Reproduce each entry below exactly as it appears.

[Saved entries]

****

PR #1755, opened 2021-01-06
Make rpmconf remark more clear

lzap:
SSIA

https://community.theforeman.org/t/running-rpmconf-during-foreman-upgrades/21776

### DIFF
--- a/_includes/manuals/nightly/3.6_upgrade.md
+++ b/_includes/manuals/nightly/3.6_upgrade.md
@@ -67,10 +67,12 @@ Next upgrade all Foreman packages:
     yum upgrade tfm\* ruby\* foreman\*
 
 
-In order to catch all configuration changes and manage them properly you should install and run
-rpmconf from the EPEL repository along with vim-enhanced (for vimdiff):
+Optionally, configuration files should be reviewed. A good tool to find
+`.rpmnew` and `.rpmsave` files is `rpmconf`, keep in mind that some
+configuration files are managed by puppet therefore all changes made by the
+tool will be overwritten with the next execution of the `foreman-installer`:
 
-    rpmconf -a --frontend=vimdiff
+    rpmconf -a
 
 You can skip to Step 3.
 


_includes/manuals/nightly/3.6_upgrade.md
```diff
@@ -67,10 +67,13 @@ Next upgrade all Foreman packages:
     yum upgrade tfm\* ruby\* foreman\*
 
 
-In order to catch all configuration changes and manage them properly you should install and run
-rpmconf from the EPEL repository along with vim-enhanced (for vimdiff):
+Optionally, configuration files which are not managed by foreman-installer
+should be reviewed. A good tool to find `.rpmnew` and `.rpmold` files is
```
melcorr: I have no idea what you're trying to say here. Using optionally and should in the same sentence confuses things a lot. The rest makes sense.

lzap: Let me try to explain if you can find better text: When you install an update, RPM will create either `.rpmnew` or `.rpmold` depending on config type on those files you have changed. If you search your `/etc` I am sure you will find many of these on your laptop :-) It's up to you to review these and merge those changes with your files, just like you do in git.

This can be a lenghty process, thus Mirek Suchy from Red Hat wrote this nice tool which will find those and show you differences so you can quickly merge or zap changes.

Now, this still applies for Foreman upgrade, but only for configuration files which are not managed by our installer. And this was unclear.

What you should do (and I am trying to say) is to use this tool to merge configuration changes for those files. But the hard thing is to tell which files are managed by our installer and which are not. Even I don't remember them all.

Maybe we can rewrite this to: Optionally, you can use `rpmconf` to merge configuration file changes from packages, however keep in mind that re-running foreman-installer will overwrite changes for all managed configuration files.

@ekohl ?

ekohl: Is it `.rpmold`? I thought it was `.rpmsave`.

However, the suggestion `configuration files which are not managed by foreman-installer` is misleading (as you also write). That's because the installer doesn't remove those files. That means you'll have `/etc/foreman/settings.yaml.rpmnew` even though `/etc/foreman/settings.yaml` is managed. Your suggestion will mean users start to look at it and merge it manually.

Perhaps at a technical level the installer should ensure those `.rpmnew` files are removed. Then the instructions would become (roughly):
* Run `yum update`
* Optionally run `foreman-installer` (or do it manually)
* Run `rpmconf -a`

lzap: Isn't `rpmconf` first then `foreman-installer` the safer workflow? User can make a mess with the tool, while installer will always end up with working state.

I rebased, hopefully it's shorter with less confusion now.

****

◆ TASK RESPONSE:
PR #1755, opened 2021-01-06
Make rpmconf remark more clear

lzap:
SSIA

https://community.theforeman.org/t/running-rpmconf-during-foreman-upgrades/21776

### DIFF
--- a/_includes/manuals/nightly/3.6_upgrade.md
+++ b/_includes/manuals/nightly/3.6_upgrade.md
@@ -67,10 +67,12 @@ Next upgrade all Foreman packages:
     yum upgrade tfm\* ruby\* foreman\*
 
 
-In order to catch all configuration changes and manage them properly you should install and run
-rpmconf from the EPEL repository along with vim-enhanced (for vimdiff):
+Optionally, configuration files should be reviewed. A good tool to find
+`.rpmnew` and `.rpmsave` files is `rpmconf`, keep in mind that some
+configuration files are managed by puppet therefore all changes made by the
+tool will be overwritten with the next execution of the `foreman-installer`:
 
-    rpmconf -a --frontend=vimdiff
+    rpmconf -a
 
 You can skip to Step 3.
 


_includes/manuals/nightly/3.6_upgrade.md
```diff
@@ -67,10 +67,13 @@ Next upgrade all Foreman packages:
     yum upgrade tfm\* ruby\* foreman\*
 
 
-In order to catch all configuration changes and manage them properly you should install and run
-rpmconf from the EPEL repository along with vim-enhanced (for vimdiff):
+Optionally, configuration files which are not managed by foreman-installer
+should be reviewed. A good tool to find `.rpmnew` and `.rpmold` files is
```
melcorr: I have no idea what you're trying to say here. Using optionally and should in the same sentence confuses things a lot. The rest makes sense.

lzap: Let me try to explain if you can find better text: When you install an update, RPM will create either `.rpmnew` or `.rpmold` depending on config type on those files you have changed. If you search your `/etc` I am sure you will find many of these on your laptop :-) It's up to you to review these and merge those changes with your files, just like you do in git.

This can be a lenghty process, thus Mirek Suchy from Red Hat wrote this nice tool which will find those and show you differences so you can quickly merge or zap changes.

Now, this still applies for Foreman upgrade, but only for configuration files which are not managed by our installer. And this was unclear.

What you should do (and I am trying to say) is to use this tool to merge configuration changes for those files. But the hard thing is to tell which files are managed by our installer and which are not. Even I don't remember them all.

Maybe we can rewrite this to: Optionally, you can use `rpmconf` to merge configuration file changes from packages, however keep in mind that re-running foreman-installer will overwrite changes for all managed configuration files.

@ekohl ?

ekohl: Is it `.rpmold`? I thought it was `.rpmsave`.

However, the suggestion `configuration files which are not managed by foreman-installer` is misleading (as you also write). That's because the installer doesn't remove those files. That means you'll have `/etc/foreman/settings.yaml.rpmnew` even though `/etc/foreman/settings.yaml` is managed. Your suggestion will mean users start to look at it and merge it manually.

Perhaps at a technical level the installer should ensure those `.rpmnew` files are removed. Then the instructions would become (roughly):
* Run `yum update`
* Optionally run `foreman-installer` (or do it manually)
* Run `rpmconf -a`

lzap: Isn't `rpmconf` first then `foreman-installer` the safer workflow? User can make a mess with the tool, while installer will always end up with working state.

I rebased, hopefully it's shorter with less confusion now.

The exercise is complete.